Episode 8 features a thrilling Red Tails attack sequence, culminating in the shooting down of several fighters and the subsequent incarceration of the airmen.
“Dee and I had the crossover between our airmen at Thorpe Abbotts and the Red Tails,” explains Rutkowski, who has previously earned much critical acclaim for his photography on the early seasons of the Cold War spy drama The Americans, and for his camerawork on the wartime drama Manhattan (which garnered two ASC Award nominations for best cinematography).
“They come together at the POW camp. That’s the site where integration begins for the Tuskegee Airmen and that felt like a huge lift of the script to perform.
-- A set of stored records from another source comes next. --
PR #100, opened 2020-05-07
Program page

sallesma:

Screenshot 2020-05-07 at 22 01 49

Screenshot 2020-05-07 at 22 01 56


src/Components/ProgramPage.test.js
```diff
@@ -0,0 +1,28 @@
...
+    const tree = renderer
+      .create(
+        <Provider store={store}>
+          <ConnectedProgramPage route={route} />
+        </Provider>,
+      )
+      .toJSON();
+    expect(tree).toMatchSnapshot();
+  });
+});
```
Adeloche, line 28: Ajouter un test quand il y a des completeTraining dans le program ? Et peut etre un test de navigation ?

src/Components/programs/Program.js
```diff
@@ -15,23 +18,29 @@ export const Program = props => {
   const onPress = () => {
     const firstTodoTraining = trainings.find(training => !programCompleteTrainings.includes(training));
     if (firstTodoTraining !== undefined) {
```
Adeloche, line 20: Do we still need that if and the fistToDoTraining computation ?

src/Components/programs/Program.js
```diff
@@ -15,23 +18,29 @@ export const Program = props => {
...
-      <View style={styles.progressBar}>
-        <View style={[StyleSheet.absoluteFill, styles.fillProgressBar, { width }]} />
-      </View>
-    </TouchableOpacity>
+    <ListItem>
+      <TouchableOpacity style={styles.program} onPress={onPress}>
+        <View style={styles.presentationContainer}>
+          <Text style={styles.programTitle}>{title}</Text>
+          <Text style={styles.completion}>
+            {completeTrainingsCount}/{trainings.length} trainings
```
Adeloche, line 32: Its detail and won't happen because programs will always have several trainings I guess, but I don't like this training**s** when there is only one program

sallesma: I guess we could include pluralization management, but maybe later ? (june version)

src/Components/programs/Program.js
sallesma: yep you're right

src/Components/ProgramPage.test.js
sallesma: Yep

PR #103, opened 2020-05-08
Make animation color like mockup

aenario:

Screenshot_20200508-171720


src/Components/Animation.js
```diff
@@ -332,7 +332,7 @@ class Animation extends React.Component {
 
     return (
       <View style={[styles.mainContainer, { height: this.animationHeight }, { width: this.animationWidth }]}>
-        {this._display(this.cuts)}
+        {!this.props.readonly && this._display(this.cuts)}
```
sallesma, line 335: Not sure we should hide the cuts in the app. I think it helps understand the movements of the players

guillaumemoby: As on ultiplays I am on the deleting the cut

sallesma: Ok, not so important to me, let's go this way

sallesma: (Just for the record and later discution, the cuts are displayed on ultiplay at the end)

Screenshot 2020-05-08 at 22 19 43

Dee worked very hard on those scenes with John Orloff and she brought a lot more to that story.” Rees is also a very adroit camera choreographer: “She would often sketch out the coverage for scenes way in advance of the shoot day,” he adds. “She is a terrific researcher.”
Indeed, her research uncovered the memoirs and hand drawings of Lieutenant Colonel Alexander Jefferson, a Tuskegee Airman who chronicled his time in the USAF at Ramitelli and as a POW. “He actually drew many of the frames that we emulate inside the POW camp,” Rutkowski explains. “His drawings were incredibly detailed, even down to the kind of cans that would be around, the wax candles used, the storage they had and how the tables and chairs were arranged in the barracks.”
Jefferson, who was a second lieutenant at the time, and his artwork feature prominently in episode 8 (played by Branden Cook). “His drawings also showed that it was a grim lifestyle,” continues Rutkowski. “The conditions were extremely claustrophobic with very low ceilings – not at all like the expansive spaces in a Hollywood POW camp.”
Stalag Luft III was the camp from which Allied airmen fled in the WWII prison break depicted in The Great Escape (which is referenced in episode 7). “But when we looked at films like that, everybody’s uniform is too nice and their shoes aren’t muddy. We needed it to be more accurate.”
The desire for authenticity extended to all aspects of the shoot, including the action sequences with the Flying Fortresses, the P-40 fighter-bombers and the impressive P-51s. “The scenes in which we are in the air with multiple aircraft at once are entirely CGI created,” says the cinematographer. “They took years and were very complex.
“However, we shot a fair amount of air-to-air photography with two working P-51s ahead of time. We had an under-wing camera and made some very cool frames and manoeuvres with them. They were flying in such close proximity, you could hear them inside our cabin. Those shots then became modelling to help the CGI artists.
“It was really quite complex to storyboard and realise these aerial sequences,” he says. “You have to coordinate a CGI plane coming at you with a shot of the actor in the cockpit, sometimes on a volume and sometimes against blue; then you had to organise their ejection and parachute landing. There were a lot of pieces to the puzzle.”
Another challenge for Rutkowski came in the form of filming scenes set in Thorpe Abbotts, Stalag Luft III and Ramitelli all using the same location: RAF Abingdon in Oxfordshire. “We were setting these locations up across from buildings we were already using as the British airbase,” he remembers.
He also had to create the atmosphere of the Mediterranean in the middle of the English countryside. “I did some tests ahead of principal photography and reset a colour look. In the case of Italy, I added a slight antique suede filter,” he says. “That gave us an ochre, burnished look; it also helped with the uplift on the faces of the African-American flyers. They were so brave and gung-ho and we wanted to reflect that with an uplifted, warm look.
“To make it more like Italy, we needed to take the greens out of the foliage. It was a complete work, involving the art department, choosing a new look and monitoring it through the dailies and into final colouring.
“It was such a wonderful project. We’re at the tail-end of the first-hand knowledge of what it was like. To honour these men is just fantastic.”